▶ _Exercise_:
Restate word for word the span that opens with the line containing "Use Foo_Binding instead" and closes with the final line of the data; give only those lines.

BEGIN

Issue #2782, opened 2014-07-07
Implement HTMLKeygenElement


brunoabinader:
Spec:
www.whatwg.org/html/#the-keygen-element

CC @Ms2ger

nox:
https://html.spec.whatwg.org/multipage/#the-keygen-element

frewsxcv:
Relevant: https://github.com/whatwg/html/issues/67 https://github.com/whatwg/html/pull/26

KiChjang:
Keygen is deprecated, do we still want to do this?

frewsxcv:
As per the spec:

> This feature is in the process of being removed from the Web platform. (This is a long process that takes many years.) Using the keygen element at this time is highly discouraged.

Doesn't seem worth our time to do anything related to it

jdm:
Agreed.

PR #30429, opened 2023-09-26
Treat the `keygen` element as obsolete

EnnuiL:
oh my god lmao it was so funny to suddenly see `HTMLKeygenElement` with no context at all while swimming at servo code
*ahem*

I've dug deeper, and it turns out it was an ancient form of a crypto API whose support was being worked on in the early days of Servo (with issue #2782 tracking it) until it was deprecated. After 7 years? It appears that it has been completely removed from everything, with it being completely absent on [CanIUse](https://caniuse.com/) while [Firefox's source code](https://searchfox.org) has barely given anything;

So, I went ahead, grabbed the HTML specification, and did my best to scrub out the silly `keygen` element; I did try to run tests in order to see if anything (especially the massive wall of `FAIL`s on `wpt/tests/html/dom/reflection-forms.html` with Layout 2013) changed, but it appears that nothing would budge; I did try running a bigger set of tests, but that did crash the IDE despite the computer taking it somewhat fine

I'm not completely sure if this PR indeed did the trick, so yeah, reviews are appreciated

---

### DIFF
--- a/components/script/dom/create.rs
+++ b/components/script/dom/create.rs
@@ -308,6 +308,8 @@ pub fn create_native_html_element(
         // https://html.spec.whatwg.org/multipage/#other-elements,-attributes-and-apis:isindex-2
         local_name!("isindex") => make!(HTMLUnknownElement),
         local_name!("kbd") => make!(HTMLElement),
+        // https://html.spec.whatwg.org/multipage/#keygen
+        local_name!("keygen") => make!(HTMLUnknownElement),
         local_name!("label") => make!(HTMLLabelElement),
         local_name!("legend") => make!(HTMLLegendElement),
         local_name!("li") => make!(HTMLLIElement),
--- a/resources/iso-8859-8.css
+++ b/resources/iso-8859-8.css
@@ -18,6 +18,6 @@ tbody, tfoot, tr, td, th, dir, dd, dl, dt, menu, ol, ul, li, [dir=ltr i],
   unicode-bidi: bidi-override;
 }
 input:not([type=submit i]):not([type=reset i]):not([type=button i]),
-textarea, keygen {
+textarea {
   unicode-bidi: normal;
 }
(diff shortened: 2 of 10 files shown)


resources/iso-8859-8.css
EnnuiL, line 1: While double-checking whenever I was going on the right path, I noticed that this CSS file is slightly outdated; the relevant spec includes `search` on the bigger block;

The situation involving `user-agent.css` might be more worrying though

components/script/dom/create.rs
```diff
@@ -308,6 +308,8 @@ pub fn create_native_html_element(
         // https://html.spec.whatwg.org/multipage/#other-elements,-attributes-and-apis:isindex-2
         local_name!("isindex") => make!(HTMLUnknownElement),
         local_name!("kbd") => make!(HTMLElement),
+        // https://html.spec.whatwg.org/multipage/#keygen
```
EnnuiL, line 311: While I tried to make the URL look like the others, it appears that the scheme had changed too much in order to allow that; even some of the old URLs aren't redirecting at all

jdm (approved):
This looks reasonable! Let's see if any tests complain.

EnnuiL:
I took a look at the tests situation, and oh god, it's weirder than expected;

Looking at `/_mozilla/mozilla/htmlfieldsetelement_elements.html`? It appears that it expects `keygen` to clearly be both a `HTMLUnknownElement` (it somehow passes this check) and have it count as a list element..? I'd have to look closer at the spec and the code, but the test is apparently wrong at one exceptation while the element managed to fool another? I suspect void tag shenanigans but I can't look that deep rn

Not helping matters is `/html/infrastructure/common-dom-interfaces/collections/htmlformcontrolscollection.html`, which has been passing despite the intention of making sure the `keygen` element doesn't count; Maybe an extra check that directly checks `coll1.elements` would work?

I'd dig further but I'm currently not home, but yeah, I'll fix the tests once I am

EnnuiL:
Just fixed up the Servo test; Turns out the reason the test situation isn't really a situation at all;

The Servo test was accounting for this weird obsoleted/WIP status and so, `keygen` was simultaneously `HTMLUnknownElement` (for reasons I still have to comprehend) and a listed element at the same time; The reason? The `fieldset`'s filter only checks if an element is a listed element; Solution? Do not treat the element as a listed element

Now for the WPT test? The relevant tests were passing because the returned `elements` collection filters out `keygen`s thanks to `HTMLKeygenElement` not really existing, making it invisible to the test in the end

jdm (approved):
Looks good; thanks!

PR #30430, opened 2023-09-26
Refactor the `translatable` attribute lightly

EnnuiL:
This PR is pretty similar to #30094: a random piece of code is cleared off its TODOs;

This time around, however, I went ahead and fixed how the `translate` attribute's value was parsed, making the `match` ASCII case-insensitive (as specified) and fixing 2 `FAIL`s in the process

---

- [x] `./mach build -d` does not report any errors
- [x] `./mach test-tidy` does not report any errors
- [ ] These changes fix #___ (GitHub issue number if applicable)

- [x] There are tests for these changes OR
- [ ] These changes do not require tests because ___

PR #30435, opened 2023-09-27
Make the `dir` attribute's getter follow the spec

EnnuiL:
In the same vein as #30430, I went ahead and tackled the tiny little issue of massive walls of text prompted by the way Servo handled `dir` attributes; So I made it closer to spec, and well? the results are a bit more disappointing than expected at first, but then I realized that thankfully there was a standard way of creating getters for enumerated attributes *and* that the setter doesn't need normalization, making this effectively a 1-line PR that has massive impact on test results

Hopefully this will be the last small PR for now; Next time I'll want to focus on something bigger that isn't in the vein of "literally change one line in order to fix not-really-impactful stuff", but I'll need more time for that

PS: GitHub's diff is being wonky with the test results; they were all deletions but the diff thinks they're changes

---


jdm (approved):
Good lord, that's an impressive set of test results improvements. Thanks!

PR #30446, opened 2023-09-29
Implement pinch zoom with a display list

mrobinson:
In the most recent version of WebRender, the pinch zoom APIs have been
removed. We can recreate this functionality by creating a root display
list with a transform.

---

### DIFF
--- a/components/compositing/compositor.rs
+++ b/components/compositing/compositor.rs
@@ -16,7 +16,7 @@ use compositing_traits::{
 };
 use crossbeam_channel::Sender;
 use embedder_traits::Cursor;
-use euclid::{Point2D, Rect, Scale, Vector2D};
+use euclid::{Point2D, Rect, Scale, Transform3D, Vector2D};
 use fnv::{FnvHashMap, FnvHashSet};
 use gfx_traits::{Epoch, FontData};
 #[cfg(feature = "gl")]
@@ -45,11 +45,14 @@ use time::{now, precise_time_ns, precise_time_s};
 use webrender;
 use webrender::{CaptureBits, RenderApi, Transaction};
 use webrender_api::units::{
-    DeviceIntPoint, DeviceIntSize, DevicePoint, LayoutPoint, LayoutVector2D, WorldPoint,
+    DeviceIntPoint, DeviceIntSize, DevicePoint, LayoutPoint, LayoutRect, LayoutSize,
+    LayoutVector2D, WorldPoint,
 };
 use webrender_api::{
-    self, BuiltDisplayList, DirtyRect, DocumentId, Epoch as WebRenderEpoch, ExternalScrollId,
-    HitTestFlags, PipelineId as WebRenderPipelineId, ScrollClamping, ScrollLocation, ZoomFactor,
+    self, BuiltDisplayList, ClipId, DirtyRect, DocumentId, Epoch as WebRenderEpoch,
+    ExternalScrollId, HitTestFlags, PipelineId as WebRenderPipelineId, PropertyBinding,
+    ReferenceFrameKind, ScrollClamping, ScrollLocation, SpaceAndClipInfo, SpatialId,
+    TransformStyle, ZoomFactor,
 };
 use webrender_surfman::WebrenderSurfman;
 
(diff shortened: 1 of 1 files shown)


components/compositing/compositor.rs
```diff
@@ -862,20 +867,69 @@ impl<Window: WindowMethods + ?Sized> IOCompositor<Window> {
...
+
+        let mut builder = webrender_api::DisplayListBuilder::new(root_pipeline);
+        let viewport_size = LayoutSize::new(
+            self.embedder_coordinates.get_viewport().width() as f32,
+            self.embedder_coordinates.get_viewport().height() as f32,
+        );
+        let zoom_factor = self.pinch_zoom_level();
+        let viewport_rect = LayoutRect::new(LayoutPoint::zero(), viewport_size);
+        let zoom_reference_frame = builder.push_reference_frame(
+            LayoutPoint::zero(),
```
mukilan, line 890: This not strictly related to this PR, but something I noticed when working on the gesture support for Android -  I understand the current webrender's pinch-zoom api doesn't accept the zoom origin. Would this new implementation allow pinch-zooming from a given point or will it still be from top-left corner?

components/compositing/compositor.rs
```diff
@@ -128,8 +131,10 @@ pub struct IOCompositor<Window: WindowMethods + ?Sized> {
     /// The port on which we receive messages.
     port: CompositorReceiver,
 
-    /// The root pipeline.
-    root_pipeline: RootPipeline,
+    /// The root content pipeline ie the pipeline which contains the main frame
+    /// to display. In the WebRender scene, this will be the one child of another
```
mukilan, line 135: Is this supposed to read ` the *only* child of` instead of  `the one child of`

components/compositing/compositor.rs
```diff
@@ -862,20 +867,69 @@ impl<Window: WindowMethods + ?Sized> IOCompositor<Window> {
...
+            &SpaceAndClipInfo {
+                spatial_id: zoom_reference_frame,
+                clip_id: ClipId::root(root_pipeline),
+            },
+            root_content_pipeline.to_webrender(),
+            true,
+        );
+        let built_display_list = builder.finalize();
+        transaction.set_display_list(
+            WebRenderEpoch(0),
```
mukilan, line 912: Why do we use zero value for epoch here?

components/compositing/compositor.rs
```diff
@@ -862,20 +867,69 @@ impl<Window: WindowMethods + ?Sized> IOCompositor<Window> {
...
+    /// Create a WebRender display list for the root pipeline in the given transaction.
+    /// This display list contains a full-screen iframe with the root content pipeline
+    /// with any pinch zoom transform applied to it.
+    fn set_root_display_list(&self, transaction: &mut Transaction) {
+        let root_content_pipeline = match self.root_content_pipeline.id {
+            Some(id) => id,
+            None => return,
+        };
+
+        let root_pipeline = WebRenderPipelineId(0, 0);
```
mukilan, line 879: Is the `(0, 0)` pipelineId guaranteed to unused by normal pipelines?

components/compositing/compositor.rs
mrobinson: This should be fixable in a followup change, but requires answering some questions about how to differentiate between scrolling and zoom in on content.

components/compositing/compositor.rs
mrobinson: I've updated this comment.

components/compositing/compositor.rs
mrobinson: The epoch value doesn't really matter here as WebRender continues to generate frames and update the scene no matter what we pass. I've added a comment explaining this.

components/compositing/compositor.rs
mrobinson: Yes, though it is true that is also what WebRender uses for it's `dummy` pipeline. I've changed this to `(0, 1)` and added a comment explaining why it shouldn't conflict.

mukilan (approved):
Nice!

mrobinson:
Thanks for the review!

mrobinson:
Looks like there were some failures due to pixel snapping. I have updated this change to only use the intermediate display list if the zoom isn't 1.0.

Issue #30364, opened 2023-09-15
Support more interfaces per webidl


sagudev:
Currently codegen needs to have every interface in separate file. This can be very annoying when trying to do diff on spec because all webgpu stuff are split across multiple files ~40. In mozilla WebGPU idl is stored in [one file](https://searchfox.org/mozilla-central/source/dom/webidl/WebGPU.webidl) so it should be possible.

I do not know if there is any specific reason for this limit maybe @jdm knows?

jdm:
I believe the biggest limitation is the interaction with rust's module system. The generated code needs to exist in a module path that is consistent so other code (both generated and handwritten) can refer to it.

sagudev:
I merged all webgpu files into one to start testing and got first problem. WebGPU specs defines `GPUBuffer` and `GPUBufferBinding` and our codegen generates mod named `GPUBufferBinding` for `GPUBuffer`.

So to solve this namespace problem I would add the following new handling:

if there are multiple interfaces in same webidl file, every intrerace would be in separate submod inside of webidl named mod, so when merged WebGPU, GPUBuffer will reside in webgpu::gpubuffer::GPUBuffer

sagudev:
After toying around with it, I think it would be much more reasonable to just change *Binding postfix to something less collision like `_Binding`. That's how it was done in ff: https://bugzilla.mozilla.org/show_bug.cgi?id=1470325

PR #30447, opened 2023-09-29
Use Foo_Binding instead of FooBinding for namespace modules

sagudev:
As noted in https://github.com/servo/servo/issues/30364#issuecomment-1740936152 that is how it was done in mozilla https://bugzilla.mozilla.org/show_bug.cgi?id=1470325

I recommend reviewing per commit (only first commit really does something)

---

- [x] These changes makes #30364 easier

- [x] There are tests for these changes in Rustc :)


jdm (approved):
This seems like a reasonable solution!

PR #30448, opened 2023-09-29
Codegen support multiple interfaces in single webidl file & WebGPU single webidl

### LINKED ISSUE #30364: Support more interfaces per webidl

sagudev:
for demonstration all WebGPU stuff is merged together (ordering is modeled after [upstream](https://github.com/w3c/webref/blob/curated/ed/idl/webgpu.idl) for easier future sync)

END

▶ _Solution to this task_:
Use Foo_Binding instead of FooBinding for namespace modules

sagudev:
As noted in https://github.com/servo/servo/issues/30364#issuecomment-1740936152 that is how it was done in mozilla https://bugzilla.mozilla.org/show_bug.cgi?id=1470325

I recommend reviewing per commit (only first commit really does something)

---

- [x] These changes makes #30364 easier

- [x] There are tests for these changes in Rustc :)


jdm (approved):
This seems like a reasonable solution!

PR #30448, opened 2023-09-29
Codegen support multiple interfaces in single webidl file & WebGPU single webidl

### LINKED ISSUE #30364: Support more interfaces per webidl

sagudev:
for demonstration all WebGPU stuff is merged together (ordering is modeled after [upstream](https://github.com/w3c/webref/blob/curated/ed/idl/webgpu.idl) for easier future sync)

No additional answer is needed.